Persona tuning is mostly obsolete
Older AI used to respond really strongly to “You are an expert X” but doesn’t nearly as much now. The signal from that is even weaker than a year ago. Alas, when I tested “You are ___, a SQL Server expert and skilled at query tuning” for Brent vs Erik, they tied with each other and the control group (I didn’t try Paul White because I didn’t want to translate from hex). Maybe they’ll let me train a model on all their blog posts for a rematch.
UI matters
Remember how much resistance there was to extended events when they were introduced, even though they were across many dimensions just plain better? The UI was craptastic, a slow and painful slog, and your reward was getting to read XML. It was annoying to use. That made adoption slow.
One of the biggest barriers to sharing my Query Tuning AI setup internally, even with other DBAs, is the same issue – using it is annoying, especially setup. I do not have a fix yet.
Output
Some things are so fundamental to the investigative process that I actually include them in a standardized output. Mine is currently structured into four basic sections:
– Plan basics (type of plan, rows output, duration vs CPU)
– Mechanical explanation (where is time going, and why, at an operator level)
– Root issue (why did the plan end up in this shape)
– Recommendations (what should be investigated and tried next)
The structured output moderately improved accuracy, but also helped devs understand analysis when I gave it to them.
This breaks the skill-loop
One of my complaints about ORMs is that it produces low-complexity SQL just fine, but when it breaks (and it most certainly does), the devs who are reliant on it have no practice writing or fixing SQL. This will happen with AI. This WILL happen with AI.
It’s good enough to be a huge speedup for low and mid complexity, but guarantees skill atrophy and fails often enough that a human is still needed.
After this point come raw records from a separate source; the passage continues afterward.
Issue #2257, opened 2026-08-04
Function-value logical-or-fallback references lack a real calls edge, unlike object-literal value-refs (#1771)


carlos-alm:
## Summary

#1771 gave object-literal property-value references (`{ resolve: someFn }`-style dispatch tables) a real `calls` edge (`dynamic=1`, `dynamicKind: 'value-ref'`) once invocation evidence is confirmed (#1895). The classifier's `hasActiveFileSiblings`+`fanOut > 0` rescue in `classifyUnreferencedNode` (`src/graph/classifiers/roles.ts`) still has a documented, explicitly-acknowledged fallback for a *different*, not-yet-fixed value-reference shape: a bare function referenced as a logical-or default, e.g.

```ts
const fetchFn = options._fetchLatest || fetchLatestVersion;
```

(the real, pre-existing example is `fetchLatestVersion` in `src/infrastructure/update-check.ts`). This pattern still produces **no edge at all** — the function is only kept out of `--role dead` output via the heuristic rescue, not a real edge, unlike the object-literal case.

## Why this now matters more

#2032 added a transitive-reachability check: a `function`/`method` is only exempted from the new downgrade pass if it's a confirmed-live root (exported, framework-dispatched, Commander dispatch, or a `method`-kind interface-dispatch rescue — see `isLiveRoot`/`isInterfaceDispatchMethodRoot`). Deliberately, a **`function`-kind logical-or-fallback rescue is NOT treated as a root** (see `applyReachabilityDowngrade`'s doc comment) — promoting it to root status would silently rescue genuinely-dead intermediate functions, defeating #2032's own fix in the common case.

One side effect, confirmed on this repo's own self-build: `fetchLatestVersion` has `fanIn === 0` itself (rescued only via the heuristic, not exported), so `collectResponseBody` — called only by `fetchLatestVersion` — is now flagged `dead-unresolved`, even though `fetchLatestVersion` is genuinely invoked in production via the logical-or pattern. A second, structurally identical case: `resolveCalleeNameAndReceiverType` in `src/domain/graph/resolver/ts-resolver.ts`, whose only caller `visit` is itself only rescued the same way.

## Suggested fix

[...]

Issue #1895, opened 2026-07-06
roles --role dead: object-literal property-value references count as liveness without checking if the property is ever invoked (false negative)


carlos-alm:
## Summary

`codegraph roles --role dead` treats a function being referenced as a **value inside an object literal** (e.g. a factory function's returned object) as sufficient evidence of liveness — without tracing whether the resulting object's property is ever actually *invoked* by a consumer. This produces false negatives: genuinely-unreachable functions are not flagged as dead when they're wired into an object literal whose property nobody calls.

## Concrete instance (already fixed)

Found and fixed in #1770: `src/graph/algorithms/leiden/partition.ts`'s `makePartition()` factory returned an object literal like:

```ts
return {
  // ...
  deltaCPM: (v, newC, gamma) => computeDeltaCPM(s, v, newC, gamma),
  deltaModularityDirected: (v, newC, gamma) => computeDeltaModularityDirected(s, v, newC, gamma),
  deltaModularityUndirected: (v, newC, gamma) => computeDeltaModularityUndirected(s, v, newC, gamma),
  getCandidateCommunityCount: (): number => s.candidateCommunityCount,
  // ...
};
```

`computeDeltaCPM`, `computeDeltaModularityDirected`, `computeDeltaModularityUndirected`, and the `getCandidateCommunityCount` closure were genuinely unreachable — nothing anywhere in `src/`/`tests/`/`scripts` ever called `partition.deltaCPM(...)`, `partition.deltaModularityDirected(...)`, `partition.deltaModularityUndirected(...)`, or `partition.getCandidateCommunityCount()` — verified both by repo-wide grep and empirically (replacing each function body with a `throw` and running the full test suite: all 3549 tests still passed, proving zero test or code path reached them). Confirmed via `codegraph roles --role dead -T --file src/graph/algorithms/leiden/partition.ts --json`: none of these were flagged as dead, because each function is referenced as an object-literal property value inside `makePartition`'s return statement, which the detector accepts as sufficient liveness evidence on its own.

## Why this happens

[...]

PR #2445, opened 2026-08-10
fix(resolver): computed dispatch-table access gets invocation evidence

### LINKED ISSUE #2260: Computed-property (bracket-access) dispatch-table lookups lack a real calls edge, unlike dot-property value-refs
## Summary

#1771/#1895 gave object-literal property-value references (`{ resolve: someFn }`-style dispatch tables accessed via `x.keyExpr(...)`) a real `calls` edge once invocation evidence via member-call syntax is confirmed. That mechanism does not cover the **computed/bracket-access** dispatch-table idiom:

```ts
const GROOVY_NODE_HANDLERS: Record<string, (node, ctx) => void> = {
  interface_definition: handleGroovyInterfaceDecl,
  interface_declaration: handleGroovyInterfaceDecl,
  // ...
};

function walkGroovyNode(node, ctx) {
  const handler = GROOVY_NODE_HANDLERS[node.type];
  if (handler) handler(node, ctx);
  // ...
}
```

`handleGroovyInterfaceDecl` (and every other handler in `GROOVY_NODE_HANDLERS`) has `fanIn === 0` — no `calls`/`imports-type` edge points to it at all — because #1895's invocation-evidence check specifically looks for literal member-call syntax (`x.keyExpr(...)`), not a computed lookup (`table[key](...)`) followed by a call through the resulting local variable.

This is a **very common idiom in this codebase** — the comment at `src/extractors/groovy.ts:47-49` even says "Lookup table keyed on node.type, replacing a linear switch dispatch," implying multiple of the 34 language extractors use this pattern for AST-node-type dispatch (tree-sitter's own giant switch/if-chain refactored into a table).

## Why this now matters more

The short-term benefits are so large that every manager will accept the tradeoff even before you do. Good luck.
Other thoughts
Two observations are common almost to triteness, but I can’t help making them too. First, there’s still a lot of work to do. Getting faster at certain DBA work just means I hit the other bottlenecks faster, and spend time addressing them. It also means I get to review a lot more queries. The cost of tuning is a lot lower.
Second, things are weird, and going to get weirder. This is a shakeup larger than the invention of the internet, even if AI weren’t going to continue improving. My level of uncertainty is off the charts. My day-to-day work looks nothing like it did 6 months ago, and I expect it to be quite different in another 6 months. I hope I still have a job in 5 years – I expect to in some form – but have to admit I don’t know.
Anyways, there was a common saying in EVE Online back when I played. Adapt or die.